David Sackler Defends Family’s Role in Opioid Crisis and Pledges Help


Members of the billionaire family that own Purdue Pharma LP have a “moral responsibility” to fight the opioid crisis but didn’t break the law in overseeing sales of the company’s addictive painkiller OxyContin, former board member David Sackler said during questioning in bankruptcy court.

The grandson of the late Purdue co-owner Raymond Sackler fielded questions from lawyers by video conference over the course of several hours on Tuesday. It’s the first time a member of the family has appeared before U.S. Bankruptcy Judge Robert Drain, who has overseen Purdue’s Chapter 11 proceedings since 2019 and is reviewing a company plan to settle thousands of lawsuits over its role in the opioid epidemic.

“Our family cares deeply that OxyContin was part of the opioid crisis, but it was unintentional,” Sackler said, responding to a question from a lawyer for the state of Washington. “We don’t believe our conduct was illegal in any way, and we want to help.”

The trial in New York, which began last week, is the culmination of years of political pressure and public outcry over Purdue, which state lawyers say pushed doctors to overprescribe OxyContin and downplay its highly addictive nature. Critics say the company remains a symbol of corporate greed, and some argue the bankruptcy allows Purdue’s owners to escape accountability for the opioid crisis.

The proceedings have also become something of a political lightning rod as they near their close, recently drawing rebukes from likes of U.S. Senator Elizabeth Warren of Massachusetts and political satirist John Oliver.

Lifetime Immunity

The company has proposed a plan it values at more than $10 billion to settle trillions of dollars of opioid liabilities.
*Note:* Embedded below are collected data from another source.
PR #1174, opened 2019-10-21
Add flatSubmit method to EventLoop (#426)

2bjake:
Add flatSubmit method to EventLoop (#426)

### Motivation:

Calling EventLoop's submit method with a task that returns an EventLoopFuture results in a double future. flatSubmit provides an alternative which does not return a double future.

### Modifications:

Added a flatSubmit() default implementation that returns the result of calling flatMap { $0 } on the EventLoopFuture returned from task.

### Result:

Additive change only. flatSubmit method on EventLoop will be available for use.

### DIFF
--- a/Sources/NIO/EventLoop.swift
+++ b/Sources/NIO/EventLoop.swift
@@ -232,6 +232,13 @@ public protocol EventLoop: EventLoopGroup {
     /// - returns: `EventLoopFuture` that is notified once the task was executed.
     func submit<T>(_ task: @escaping () throws -> T) -> EventLoopFuture<T>
 
+    /// Submit a given task to be executed by the `EventLoop`. Once the execution is complete the returned `EventLoopFuture` is notified.
+    ///
+    /// - parameters:
+    ///     - task: The closure that will be submitted to the `EventLoop` for execution.
+    /// - returns: `EventLoopFuture` that is notified once the task was executed.
+    func flatSubmit<T>(_ task: @escaping () throws -> EventLoopFuture<T>) -> EventLoopFuture<T>
+
     /// Schedule a `task` that is executed by this `SelectableEventLoop` at the given time.
     @discardableResult
     func scheduleTask<T>(deadline: NIODeadline, _ task: @escaping () throws -> T) -> Scheduled<T>
@@ -463,6 +470,18 @@ extension EventLoop {
         }
 
         return promise.futureResult
+    }
+
+    /// Submit `task` to be run on this `EventLoop`.
+    ///
+    /// The returned `EventLoopFuture` will be completed when `task` has finished running. It will be identical to
+    ///  the `EventLoopFuture` returned by `task`.
+    ///
+    /// - parameters:
+    ///     - task: The synchronous task to run. As everything that runs on the `EventLoop`, it must not block.
+    /// - returns: An `EventLoopFuture` identical to the `EventLooopFuture` returned from `task`.
+    public func flatSubmit<T>(_ task: @escaping () throws -> EventLoopFuture<T>) -> EventLoopFuture<T> {
+        return submit(task).flatMap { $0 }
     }
 
     /// Creates and returns a new `EventLoopPromise` that will be notified using this `EventLoop` as execution `NIOThread`.
--- a/Sources/NIO/EventLoop.swift
+++ b/Sources/NIO/EventLoop.swift
@@ -232,13 +232,6 @@ public protocol EventLoop: EventLoopGroup {
     /// - returns: `EventLoopFuture` that is notified once the task was executed.
     func submit<T>(_ task: @escaping () throws -> T) -> EventLoopFuture<T>
 
-    /// Submit a given task to be executed by the `EventLoop`. Once the execution is complete the returned `EventLoopFuture` is notified.
-    ///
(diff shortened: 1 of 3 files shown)


Lukasa:

Sources/NIO/EventLoop.swift
```diff
@@ -232,6 +232,13 @@ public protocol EventLoop: EventLoopGroup {
     /// - returns: `EventLoopFuture` that is notified once the task was executed.
     func submit<T>(_ task: @escaping () throws -> T) -> EventLoopFuture<T>
 
+    /// Submit a given task to be executed by the `EventLoop`. Once the execution is complete the returned `EventLoopFuture` is notified.
+    ///
+    /// - parameters:
+    ///     - task: The closure that will be submitted to the `EventLoop` for execution.
+    /// - returns: `EventLoopFuture` that is notified once the task was executed.
+    func flatSubmit<T>(_ task: @escaping () throws -> EventLoopFuture<T>) -> EventLoopFuture<T>
```
weissi: We don't need this as a customisation point on the protocol, you can just remove this line and provide an implementation in the extension (as you already do).

Sources/NIO/EventLoop.swift
```diff
@@ -465,6 +472,18 @@ extension EventLoop {
...
 
+    /// Submit `task` to be run on this `EventLoop`.
+    ///
+    /// The returned `EventLoopFuture` will be completed when `task` has finished running. It will be identical to
+    ///  the `EventLoopFuture` returned by `task`.
+    ///
+    /// - parameters:
+    ///     - task: The synchronous task to run. As everything that runs on the `EventLoop`, it must not block.
+    /// - returns: An `EventLoopFuture` identical to the `EventLooopFuture` returned from `task`.
+    public func flatSubmit<T>(_ task: @escaping () throws -> EventLoopFuture<T>) -> EventLoopFuture<T> {
```
weissi: the task closure returns a future so it shouldn't be throwing.

Tests/NIOTests/EventLoopTest.swift
```diff
@@ -613,6 +613,40 @@ public final class EventLoopTest : XCTestCase {
         XCTAssertFalse(channel.isActive)
     }
 
+    public func testFlatSubmitCloseFutureNotifiedBeforeUnblock() throws {
+        class AssertHandler: ChannelInboundHandler {
```
weissi: this test case tests the new `flatSubmit` functionality but also a quite a bit of unrelated other unrelated stuff. I think we could reduce this test case to only the things that are actually needed such as:

- a test case that `flatSubmit`s a successful computation to `EmbeddedEventLoop` 
- a test case that `flatSubmit`s a failing computation to `EmbeddedEventLoop`
- a test case that submits a computation to a `MultiThreadedEventLoopGroup` that is already shut down.

as an example for the first case:

```
func testSuccessfulFlatSubmit() {
    let el = EmbeddedEventLoop()
    XCTAssertNoThrow(XCTAssertEqual(1, try el.flatSubmit {
        el.makeSucceededFuture(1)
    }.wait()))
}
```

Sources/NIO/EventLoop.swift
2bjake: Sounds good. Removed.

Sources/NIO/EventLoop.swift
2bjake: Nice. Removed throws.

Tests/NIOTests/EventLoopTest.swift
2bjake: Agreed. Thanks for the example. I was unfamiliar with the EmbeddedEventLoop, so that was helpful.

weissi:

Tests/NIOTests/EventLoopTest.swift
```diff
@@ -928,4 +928,48 @@ public final class EventLoopTest : XCTestCase {
...
+            XCTAssertEqual(.failed, error as? TestError)
+        }
+    }
+
+    func testFlatSubmitOnShutdownLoopGroup() {
+        let eventLoopGroup = MultiThreadedEventLoopGroup(numberOfThreads: 1)
+        let eventLoop = eventLoopGroup.next()
+        XCTAssertNoThrow(try eventLoopGroup.syncShutdownGracefully())
+
+        let _ = eventLoop.flatSubmit { () -> EventLoopFuture<Void> in
```
weissi: shame that our `submit` API doesn't return a failed future if the ELG is shut down but that's definitely not this PR's responsibility.

2bjake: I had to experiment to determine what the expected behavior was. On my machine, the tests would hang if I called ```wait``` after submitting a task to a shutdown group.

However, I noticed that the tests seem to be failing intermittently on the build server (one failed twice, one failed only once). So it seems that the submitted tasks are somehow running after the group is shutdown? I haven't seen that behavior on my machine.

weissi: --> 1177

2bjake: Ok, sounds good.

weissi:

Lukasa:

If the proposal is approved by Drain, the Sacklers would pay about $4.3 billion over the next nine or 10 years and receive lifetime immunity from an array of claims.

While most of Purdue’s creditors support the settlement plan, some parties -- including an arm of the U.S. Department of Justice -- are trying to block it. The legal releases that would be granted to Sackler family members are unusually broad, they argue, and would be forced on state attorneys general who don’t want to relinquish claims against them. 

Drain indicated last week he has some “concerns” about the breadth of the releases, which court testimony has shown would protect a vast array of Sackler-related entities from past and future conduct, as well as liability related to non-opioid products. 

But David Sackler reiterated on Tuesday that members of his family would be unlikely to contribute a swath of their wealth to Purdue’s settlement if they didn’t receive sweeping legal protections. 

“This is intended to be a global release,” said Sackler, adding that he likely wouldn’t support a narrower version of the releases. Bankruptcy court is the best, and perhaps only, way to facilitate the kind of sweeping settlement the family requires, he said. “I don’t know of another forum that will allow this kind of global resolution.” 

Asset Sales

The family behind Purdue would be required to try to sell its overseas pharmaceutical businesses in the next seven years in order to fund its multi-billion dollar piece of the drugmaker’s settlement. Those entities -- including Mundipharma -- could fetch some $4.5 billion in a sale, according to an estimate filed with the bankruptcy court.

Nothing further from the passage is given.